Детство? Да разве оно было… Все это детство, проведенное в детском доме, он задавался одним вопросом – почему? И до сих пор задавался им… Почему он такой идеальный, по словам его друзей, учителей, девиц, оказался никому не нужен. А в особенности человеку, который должен быть самым родным и близким. Он всегда стремился превзойти самого себя, чтобы доказать… Чтобы тот самый человек начал сожалеть, что оставил его. Его хвалили, влюблялись, ставили в пример. В этой гонке он никогда не был счастливым. Нужным никогда не был. Разве это детство?
Арсений выпустил клубок дыма.
Разве умным людям позволено забывать?
Все свое детство, до детского дома, он стер со всех клеток, хранящих информацию в голове. Как сдирают обои с покошенных стен, он содрал из альбомов своей памяти все, что касалось его детства. Он остался один и остался свободен. Благо детская память, защитившая его, спасла от мук воспоминаний.
Но вот взрослая пощады не знала. И Арсений помнил. Не все мог вырвать.
Длинный коридор с плохим освещением. Ламп там не было, тусклый свет раздавало единственное окно где-то в самом конце. Стены, выкрашенные в синюю краску в прошлом веке. Двери, плотные, тщательно закрытые, распиханные по двум сторонам коридора.
Арсений подошел к одной из таких. Рядом с ним был доктор. Глаза его были как стекло, непроницаемые и безразличные.
- К сожалению, никакой положительной динамики. Вам лучше прекратить эти встречи. Она становится только агрессивнее.
Он сказал это просто как факт, без капли сочувствия, сожаления, сопереживания. Просто вынужден был это озвучить и все. Никаких эмоций.
- Это последняя, – пообещал Арсений, даже не посмотрев на доктора. Он уставился в дверь.

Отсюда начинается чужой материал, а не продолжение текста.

PR #70, opened 2020-09-29
pull docker images which are not already present

steiler:
Docker images are not pulled by default. If e.g. the henderiw/client-alpine:1.0.0 image is not present the deploy task will fail.
This branch will try downloading the container images which are missing on the system.
This would later on also help when SRL is available via a registry. But if SRL is now already loaded everything is fine.

### DIFF
--- a/clab/docker.go
+++ b/clab/docker.go
@@ -4,6 +4,8 @@ import (
 	"bytes"
 	"context"
 	"fmt"
+	"io"
+	"io/ioutil"
 	"os/exec"
 	"strconv"
 	"strings"
@@ -144,6 +146,12 @@ func (c *cLab) CreateContainer(ctx context.Context, node *Node) (err error) {
 	if node.Group != "" {
 		labels["group"] = node.Group
 	}
+
+	err = c.PullImageIfRequired(nctx, node)
+	if err != nil {
+		return err
+	}
+
 	cont, err := c.DockerClient.ContainerCreate(nctx,
 		&container.Config{
 			Image:        node.Image,
@@ -177,6 +185,55 @@ func (c *cLab) CreateContainer(ctx context.Context, node *Node) (err error) {
 		return err
 	}
 	return createContainerNS(node.Pid, node.LongName)
+}
+
+func (c *cLab) PullImageIfRequired(ctx context.Context, node *Node) (err error) {
+	filter := filters.NewArgs()
+	filter.Add("reference", node.Image)
+
+	ilo := types.ImageListOptions{
+		All:     false,
+		Filters: filter,
+	}
+
+	log.Debugf("Looking up %s Docker image", node.Image)
+
+	images, err := c.DockerClient.ImageList(ctx, ilo)
+	if err != nil {
+		return err
+	}
+
+	// If Image doesn't exist, we need to pull it
+	if len(images) > 0 {
+		log.Debugf("Image %s present, skip pulling", node.Image)
+		return nil
+	}
+
+	// might need canonical name e.g.
+	//    -> alpine == docker.io/library/alpine
+	//    -> foo/bar == docker.io/foo/bar
+	//    -> docker.elastic.co/elasticsearch/elasticsearch == docker.elastic.co/elasticsearch/elasticsearch
+	canonicalImageName := node.Image
+	slashCount := strings.Count(node.Image, "/")
+
+	switch slashCount {
+	case 0:
+		canonicalImageName = "docker.io/library/" + node.Image
+	case 1:
+		canonicalImageName = "docker.io/" + node.Image
+	}
+
+	log.Infof("Pulling %s Docker image", node.Image)
+	reader, err := c.DockerClient.ImagePull(ctx, canonicalImageName, types.ImagePullOptions{})
+	if err != nil {
+		return err
+	}
+	defer reader.Close()
+	// must read from reader, otherwise image is not properly pulled
+	io.Copy(ioutil.Discard, reader)
+	log.Infof("Done pulling %s", canonicalImageName)
+
+	return nil
 }
 
 // StartContainer starts a docker container
--- a/clab/clab.go
+++ b/clab/clab.go
@@ -5,7 +5,7 @@ import (
 	"sync"
 	"time"
 
-	docker "github.com/docker/engine/client"
+	docker "github.com/docker/docker/client"
 )
 
 // var debug bool
--- a/docs/install.md
+++ b/docs/install.md
@@ -3,7 +3,7 @@ Containerlab is distributed as Linux package and can be installed on any Debian-
 ### Pre-requisites
 * Have `sudo` rights on the system: `containerlab` sets some parameters in the linux system to support the various options the containers need
 * [Install docker](https://docs.docker.com/engine/install/): this is used to manage the containers
-* Pull the container images which you intend to run to the Linux system
+* Import or Pull container images (e.g. Nokia SR-Linux, Arista cEOS) which are not online available for download from a registry. Containerlab will try to pull images if they do not exist on execution time.
 
 ### Package installation
 Containerlab package can be installed using the [installer script](https://github.com/srl-wim/container-lab/blob/master/get.sh) which detects the operating system type and installs the relevant package:


clab/docker.go
```diff
@@ -179,6 +187,45 @@ func (c *cLab) CreateContainer(ctx context.Context, node *Node) (err error) {
...
+		} else if strings.Count(node.Image, "/") == 1 {
+			canonicalImageName = "docker.io/" + node.Image
+		}
+		log.Infof("Pulling %s Docker image", node.Image)
+		reader, err := c.DockerClient.ImagePull(ctx, canonicalImageName, types.ImagePullOptions{})
+		// must read from reader, otherwise image is not properly pulled
+		io.Copy(ioutil.Discard, reader)
+		log.Infof("Done pulling %s", canonicalImageName)
+		if err != nil {
+			panic(err)
```
hellt, line 221: lets return an error here instead of panicing

clab/docker.go
```diff
@@ -179,6 +187,45 @@ func (c *cLab) CreateContainer(ctx context.Context, node *Node) (err error) {
...
+	images, err := c.DockerClient.ImageList(ctx, ilo)
+	_ = images
+	// Image doesn't exist, need to pull it
+	if len(images) <= 0 {
+		// might need canonical name e.g.
+		//    -> alpine == docker.io/library/alpine
+		//    -> foo/bar == docker.io/foo/bar
+		//    -> docker.elastic.co/elasticsearch/elasticsearch == docker.elastic.co/elasticsearch/elasticsearch
+		canonicalImageName := node.Image
+		if strings.Count(node.Image, "/") == 0 {
```
hellt, line 210: lets rewrite `if/else if` to a more canonical `switch/case`?

clab/docker.go
```diff
@@ -179,6 +187,45 @@ func (c *cLab) CreateContainer(ctx context.Context, node *Node) (err error) {
...
+
+	ilo := types.ImageListOptions{
+		All:     false,
+		Filters: filter,
+	}
+
+	log.Debugf("Looking up %s Docker image", node.Image)
+
+	images, err := c.DockerClient.ImageList(ctx, ilo)
+	_ = images
```
hellt, line 202: why is this needed?

clab/docker.go
```diff
@@ -179,6 +187,45 @@ func (c *cLab) CreateContainer(ctx context.Context, node *Node) (err error) {
...
+	// Image doesn't exist, need to pull it
+	if len(images) <= 0 {
```
hellt, line 204: can length over images return a negative?

hellt (commented):
thanks @steiler 
I have a few questions/suggestions

clab/docker.go
steiler: will do

clab/docker.go
steiler: will do

clab/docker.go
steiler: L202 is not needed any more, you're right I'm now using that value.

clab/docker.go
steiler: will adjust

clab/docker.go
```diff
@@ -179,6 +187,52 @@ func (c *cLab) CreateContainer(ctx context.Context, node *Node) (err error) {
...
+		//    -> docker.elastic.co/elasticsearch/elasticsearch == docker.elastic.co/elasticsearch/elasticsearch
+		canonicalImageName := node.Image
+		slashCount := strings.Count(node.Image, "/")
+
+		switch slashCount {
+		case 0:
+			canonicalImageName = "docker.io/library/" + node.Image
+		case 1:
+			canonicalImageName = "docker.io/" + node.Image
+		}
```
hellt, line 220: when I looked into SDK examples I saw that they don't use the canonical name https://docs.docker.com/engine/api/sdk/examples/#pull-an-image

can you test if that is needed? My assumption is that if you specify simply `alpine` it will still do the pull

clab/docker.go
```diff
@@ -179,6 +187,52 @@ func (c *cLab) CreateContainer(ctx context.Context, node *Node) (err error) {
...
+
+	log.Debugf("Looking up %s Docker image", node.Image)
+
+	images, err := c.DockerClient.ImageList(ctx, ilo)
+	if err != nil {
+		return err
+	}
+
+	// Image doesn't exist, need to pull it
+	if len(images) == 0 {
```
hellt, line 207: lets keep the "happy path" on the first indentation level, meaning that the structure of the code should be revered like that:

```go
if len(images) > 0:
    log.Debugf("Image %s present, skip pulling", node.Image)
    return nil

// here goes the pulling logic on the same indentation level
```

clab/docker.go
```diff
@@ -179,6 +187,52 @@ func (c *cLab) CreateContainer(ctx context.Context, node *Node) (err error) {
...
+
+		switch slashCount {
+		case 0:
+			canonicalImageName = "docker.io/library/" + node.Image
+		case 1:
+			canonicalImageName = "docker.io/" + node.Image
+		}
+
+		log.Infof("Pulling %s Docker image", node.Image)
+		reader, err := c.DockerClient.ImagePull(ctx, canonicalImageName, types.ImagePullOptions{})
```
hellt, line 223: add `defer reader.Close()` after you created a readcloser on L223

clab/docker.go
```diff
@@ -179,6 +187,52 @@ func (c *cLab) CreateContainer(ctx context.Context, node *Node) (err error) {
...
+		// must read from reader, otherwise image is not properly pulled
+		io.Copy(ioutil.Discard, reader)
```
hellt, line 225: I also think maybe you should read to `os.Stdout`? I think that way you will be able to show the progress of image pulling to a user during the lab instantiation

hellt:
@steiler to finish this off, can you change this line https://github.com/srl-wim/container-lab/blame/master/docs/install.md#L6 to mention that only images which can't be pulled from public registries have to be pulled upfront?

clab/docker.go
steiler: I did and I was shocked myself.

```
Start - alpine
repository name must be canonical
Done - alpine

Start - library/alpine
repository name must be canonical
Done - library/alpine

Start - docker.io/library/alpine
{"status":"Pulling from library/alpine","id":"latest"}
...
{"status":"Pull complete","progressDetail":{},"id":"df20fa9351a1"}
Done - docker.io/library/alpine
```

clab/docker.go
steiler: I dislike this approach.
The happy path in my view is when the last statement of a function is reached without any early exiting via any return other then the last line of a function... (exceptions exist of course)
However I'll change order and have the image exists atop.

clab/docker.go
steiler: Thanks, will do!

clab/docker.go
hellt: Interesting, I see that we use https://github.com/srl-wim/container-lab/blob/f11586e6916cb0bf0600633073e1bb001a6f4e4b/clab/clab.go#L8 as a docker api package, although this is a fork from `moby/moby`
the official Go docs actually say to use the `github.com/docker/docker/client` package

I wonder, can you swap it and give it a try? Maybe the upstream Go SDK is a more polished version that we should rather use?

/cc @karimra

clab/docker.go
steiler: Agree, but after having seen the output I've decided to discard.

And that's just the output for the tiny alpine image...
```
Start -  docker.io/library/alpine
{"status":"Pulling from library/alpine","id":"latest"}

{"status":"Pulling fs layer","progressDetail":{},"id":"df20fa9351a1"}

{"status":"Downloading","progressDetail":{"current":29170,"total":2797541},"progress":"[\u003e                                                  ]  29.17kB/2.798MB","id":"df20fa9351a1"}

{"status":"Downloading","progressDetail":{"current":425216,"total":2797541},"progress":"[=======\u003e                                           ]  425.2kB/2.798MB","id":"df20fa9351a1"}

{"status":"Downloading","progressDetail":{"current":781568,"total":2797541},"progress":"[=============\u003e                                     ]  781.6kB/2.798MB","id":"df20fa9351a1"}

{"status":"Downloading","progressDetail":{"current":1207552,"total":2797541},"progress":"[=====================\u003e                             ]  1.208MB/2.798MB","id":"df20fa9351a1"}

{"status":"Downloading","progressDetail":{"current":1604061,"total":2797541},"progress":"[============================\u003e                      ]  1.604MB/2.798MB","id":"df20fa9351a1"}

{"status":"Downloading","progressDetail":{"current":2071005,"total":2797541},"progress":"[=====================================\u003e             ]  2.071MB/2.798MB","id":"df20fa9351a1"}

{"status":"Downloading","progressDetail":{"current":2464221,"total":2797541},"progress":"[============================================\u003e      ]  2.464MB/2.798MB","id":"df20fa9351a1"}

{"status":"Verifying Checksum","progressDetail":{},"id":"df20fa9351a1"}

{"status":"Download complete","progressDetail":{},"id":"df20fa9351a1"}

{"status":"Extracting","progressDetail":{"current":32768,"total":2797541},"progress":"[\u003e                                                  ]  32.77kB/2.798MB","id":"df20fa9351a1"}

{"status":"Extracting","progressDetail":{"current":2064384,"total":2797541},"progress":"[====================================\u003e              ]  2.064MB/2.798MB","id":"df20fa9351a1"}

{"status":"Extracting","progressDetail":{"current":2797541,"total":2797541},"progress":"[==================================================\u003e]  2.798MB/2.798MB","id":"df20fa9351a1"}

{"status":"Pull complete","progressDetail":{},"id":"df20fa9351a1"}

{"status":"Digest: sha256:185518070891758909c9f839cf4ca393ee977ac378609f700f60a771a2dfe321"}

{"status":"Status: Downloaded newer image for alpine:latest"}

Done -  docker.io/library/alpine
```

clab/docker.go
hellt: that is what is considered an idiomatic Go (left aligned happy path with early returns), so its good to adhere to what community adopted, that will make code look consistent

clab/docker.go
hellt: valid point. especially considering that we will pull in parallel quite soon.

clab/docker.go
karimra: This was changed because of this issue #23

hellt: yes, I remember #23, it just maybe it was not the right pointer =)

clab/docker.go
karimra: Talking about idiomatic go: https://go-proverbs.github.io/
Last one is "don't panic" includes both panic statement and log.Fatalx

steiler: > that is what is considered an idiomatic Go (left aligned happy path with early returns), so its good to adhere to what community adopted, that will make code look consistent

Well if that's the case ... who am I to complain, right?
It's changed!

clab/docker.go
steiler: The official `github.com/docker/docker/client` works fine as well and doesn't break anything, but the canonical name logic is still required.

hellt:
lgtm

PR #71, opened 2020-09-29
changed sysctl modifications via writing to a file

### LINKED ISSUE #52: duplicated sysctl command
The sysctl commands https://github.com/srl-wim/container-lab/blob/master/clab/docker.go#L99 and  https://github.com/srl-wim/container-lab/blob/master/clab/docker.go#L108 are identical, shouldn't the second one be: 
`b, err = exec.Command("sudo", "sysctl", "-w", "net.ipv4.conf.default.rp_filter=0").CombinedOutput()` ?

hellt:
This PR changes the way we interact with sysctl by swapping subshelling to bash with a write to a respective file

Closes #52 

Additionally, the same approach is used to add LLDP capability to a linux bridge.

### DIFF
--- a/clab/docker.go
+++ b/clab/docker.go
@@ -87,7 +87,11 @@ func (c *cLab) CreateBridge(ctx context.Context) (err error) {
 	log.Debug("Disable RPF check on the docker host")
 	err = setSysctl("net/ipv4/conf/all/rp_filter", 0)
 	if err != nil {
-		return fmt.Errorf("failed to disable RP filter on docker host: %v", err)
+		return fmt.Errorf("failed to disable RP filter on docker host for the 'all' scope: %v", err)
+	}
+	err = setSysctl("net/ipv4/conf/default/rp_filter", 0)
+	if err != nil {
+		return fmt.Errorf("failed to disable RP filter on docker host for the 'default' scope: %v", err)
 	}
 
 	log.Debugf("Enable LLDP on the docker bridge %s", bridgeName)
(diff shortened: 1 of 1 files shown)


clab/docker.go
```diff
@@ -79,33 +83,23 @@ func (c *cLab) CreateBridge(ctx context.Context) (err error) {
...
-	var b []byte
-	b, err = exec.Command("sudo", "sysctl", "-w", "net.ipv4.conf.all.rp_filter=0").CombinedOutput()
-	if err != nil {
-		return fmt.Errorf("failed to disable Checksum Offloading on docker bridge: %v", err)
-	}
-	log.Debugf("%s", string(b))
-	//if err = sysctl.Set("net.ipv4.conf.default.rp_filter", "0"); err != nil {
-	//	return err
-	//}
-	log.Debug("Disable RPF check on the docker host part2")
```
hellt, line 92: @henderiw what was the reason to disable RPF check twice (part1 and part2)? I removed the part2 as it seems unnecessary, unless it is needed for the reasons unknown to me.

karimra: check #52

hellt: Ah, sorry, my bad, I didn't notice it had different scopes in the commands (ipv4 vs default)

Both are needed to disable rpf on existing and new interfaces. I will adjust the code accordingly

hellt: fixed in 7a6585e

hellt:
tested locally

PR #72, opened 2020-09-30
added lldp config for def srl config template

hellt:
This PR enables LLDP globally for SRL nodes.


hellt:
@karimra am I right that we don't use `templates/config.json` and `templates/config.yml.tpl` anymore?
it seems its safe to delete them

karimra:
yes, they can be deleted.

Арсений солгал. Он будет пытаться еще раз. И еще. И всю свою жизнь.
Замки задребезжали и дверь отворилась. Доктор предпочел остаться там, в коридоре.
Палата с синими стенами, чуть темнее, чем коридор. На один тон. С маленьким окошком на самом верху с железными прутьями, как клетка. Посреди – единственная койка и стул.
Женщина, сидевшая на той койке, перебирала грязные и запутанные волосы, рассматривала их. На ней была серая рубаха из грубой материи.
Она повернулась и улыбнулась. Рассмеялась. Злобно. Ее взгляд мог зарезать быстрее, чем тысячи ножей, брошенных в его сторону. Она дико смеялась, выплескивая свою ненависть и брезгливость. Женщина резко перестала и усмехнулась, закатывая черные глаза.
- Ну, здравствуй, мама.
Арсений уже много раз пытался забыть. Он стоял посреди маленького городка, за сотни километров от психиатрической больницы и не мог прийти в себя. Он посмотрел в черное небо и вновь все это пережил и увидел те глаза. Смех разорвал тишину, хотя сейчас никто не смеялся.
«Придумайте лекарство от памяти».
Арсений выбросил сигарету и растоптал ее.